It is likely many but not all parish, town, district and county councils will be unable to avoid an increase in their share of council tax bills.
Lincolnshire Police also look set to raise additional funding from tax-payers.
Although councils are still finalising details, there is speculation the bill for an average ‘Band D’ property could increase by more than £80 in Lincolnshire .
Larger authorities have been hit by more cuts in Government funding.
With inflation running at more than three per cent and prices rising across the board, a hike in council tax is probably the last thing families will want to hear in the New Year.
At the same time, authorities admit they could be forced to cut even frontline services in a bid to balance the books.
The largest share of tax bills is made up by county and district ‘levies.’
Locally, the percentage increase Lincolnshire County Council and East Lindsey District Council can impose is capped by Government legislation.
The County Council can add an additional increase - provided that relates to funding for social care.
The County Council has already confirmed it plans to raise its share of bills by the maximum figure allowed (around 5.9 per cent) which includes the figure for social care. It is expected ELDC will follow suit although the increase will be lower than county.
’Capping’ does not apply to town and parish councils.
For example, last year Mablethorpe’s town council increase was one of the highest in the county - 37 per cent, or a rise of almost £25 - -with councillors saying they were forced to raise extra revenue to take on more responsibilities handed down from county and district level.

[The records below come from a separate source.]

PR #1729, opened 2020-05-11
Add logs in error path and remove unused code in pid.c

Shrini-h:
#### Describe Bug or Feature

some error paths were not logged, making it difficult to debug rare issues. 

#### Describe Your Change

added more logs in all the error path and deleted unused code

PR #1765, opened 2020-05-22
add to #7895adb Add logs in error path of pid.c

Shrini-h:
#### Describe Bug or Feature

additions and corrections to commit https://github.com/PBSPro/pbspro/commit/7895adb1ac177cf94ea9a169fd34c7128836ba5f  merged through https://github.com/PBSPro/pbspro/pull/1729 `Add logs in error path and remove unused code in pid.c`

#### Describe Your Change

used the new log_errf instead of log_eventf
reverted printf format specifier for HANDLE back to %d
added missing CloseHandles()
removed local log buffer variables

### DIFF
--- a/src/lib/Libwin/pid.c
+++ b/src/lib/Libwin/pid.c
@@ -125,15 +125,14 @@ void
 printpids(void)
 {
 	int	i;
-	char	logb[LOG_BUF_SIZE] = {'\0' } ;
 
 	for (i=0; i < pids_cnt; i++) {
-		sprintf(logb, "printpids: pid_handles[%d] = %d", i, pid_handles[i]);
-		log_event(PBSEVENT_SYSTEM | PBSEVENT_ADMIN | PBSEVENT_FORCE| PBSEVENT_DEBUG, PBS_EVENTCLASS_FILE, LOG_NOTICE, "", logb);
+		sprintf(log_buffer, "printpids: pid_handles[%d] = %d", i, pid_handles[i]);
+		log_event(PBSEVENT_SYSTEM | PBSEVENT_ADMIN | PBSEVENT_FORCE| PBSEVENT_DEBUG, PBS_EVENTCLASS_FILE, LOG_NOTICE, "", log_buffer);
 	}
 
-	sprintf(logb, "printpids: pids_cnt=%d pids_nextidx=%d", pids_cnt, pids_nextidx);
-	log_event(PBSEVENT_SYSTEM | PBSEVENT_ADMIN | PBSEVENT_FORCE| PBSEVENT_DEBUG, PBS_EVENTCLASS_FILE, LOG_NOTICE, "", logb);
+	sprintf(log_buffer, "printpids: pids_cnt=%d pids_nextidx=%d", pids_cnt, pids_nextidx);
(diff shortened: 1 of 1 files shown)


src/lib/Libwin/pid.c
```diff
@@ -198,14 +197,14 @@ waitpid(HANDLE pid, int *statp, int opt)
...
 				rval = 0;
 			else if (ret == WAIT_FAILED) { /* notion of an abnormal exit */
-				log_eventf(PBSEVENT_ERROR, 0, LOG_ERR, __func__, "WaitForSingleObject(%p, %d) failed with errno %d, i[%d]",
-					pid_handles[i], timeout, GetLastError(), i);
+				log_errf(-1, __func__, "WaitForSingleObject(%d, %d) failed i[%d/%d]", pid_handles[i], timeout, i, pids_cnt);
 				rval = (HANDLE)-1;
 				*statp = -1;
 			} else {
-				sprintf(logb,"found pid_handles[%d]=%p to have exited", i, pid_handles[i]);
+				sprintf(logb,"found pid_handles[%d]=%d to have exited", i, pid_handles[i]);
```
SudeshnaMoulik, line 204: Before this line should we check whether "ret == WAIT_OBJECT_0" ?

Shrini-h: as per the [doc](https://docs.microsoft.com/en-us/windows/win32/api/synchapi/nf-synchapi-waitforsingleobject#return-value) apart from `WAIT_OBJECT_0` the only other remaining return code remaining is `WAIT_ABANDONED`.  and `WAIT_ABANDONED` is only for mutex objects, and since we are not handling mutex handles here, we can safely ignore the check.   However if you still want to add the check let me know , i don't mind either ways

> 

WAIT_ABANDONED0x00000080L | The specified object is a mutex object that was not released by the thread that owned the mutex object before the owning thread terminated. Ownership of the mutex object is granted to the calling thread and the mutex state is set to nonsignaled.If the mutex was protecting persistent state information, you should check it for consistency.
-- | --

SudeshnaMoulik: Yes we are not handling any mutex here

Shrini-h:
Thank you @SudeshnaMoulik and @sakshamgarg

src/lib/Libwin/pid.c
```diff
@@ -129,7 +128,7 @@ printpids(void)
 	char	logb[LOG_BUF_SIZE] = {'\0' } ;
 
 	for (i=0; i < pids_cnt; i++) {
-		sprintf(logb, "printpids: pid_handles[%d] = %p", i, pid_handles[i]);
+		sprintf(logb, "printpids: pid_handles[%d] = %d", i, pid_handles[i]);
```
npadole20, line 131: Can we use log_buffer here? We can remove logb variable. 
Also I would suggest renaming [logb](https://docs.microsoft.com/en-us/cpp/c-runtime-library/reference/logb-logbf-logbl-logb-logbf?view=vs-2019) to something else.

Shrini-h: Thank You @npadole20 I have removed all the local log buffers from entire file. see https://github.com/PBSPro/pbspro/pull/1765/commits/346f8d488e930ae0403dae9597bc32d7deec9823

Horncastle had an increase of 20.43 per cent, which added an extra £9.70 to the town council’s share bills for a Band D property.
In Louth, the rise in the town council’s share of a Band D property’s council tax was much lower, at just 4.7 per cent per household - just a four pence increase per week.
However, the smallness of this increase was largely down to the town council choosing not to take on amenity grass cutting - at an estimated annual cost of around £20,000 - following the County Council’s funding for amenity grass cutting being reduced to zero by central government.
As for cuts, the spotlight could fall on social care, leisure, education, and transport - with the County Council looking to make savings of £22m. The authority will use £30m of reserves to off-set more austere cuts.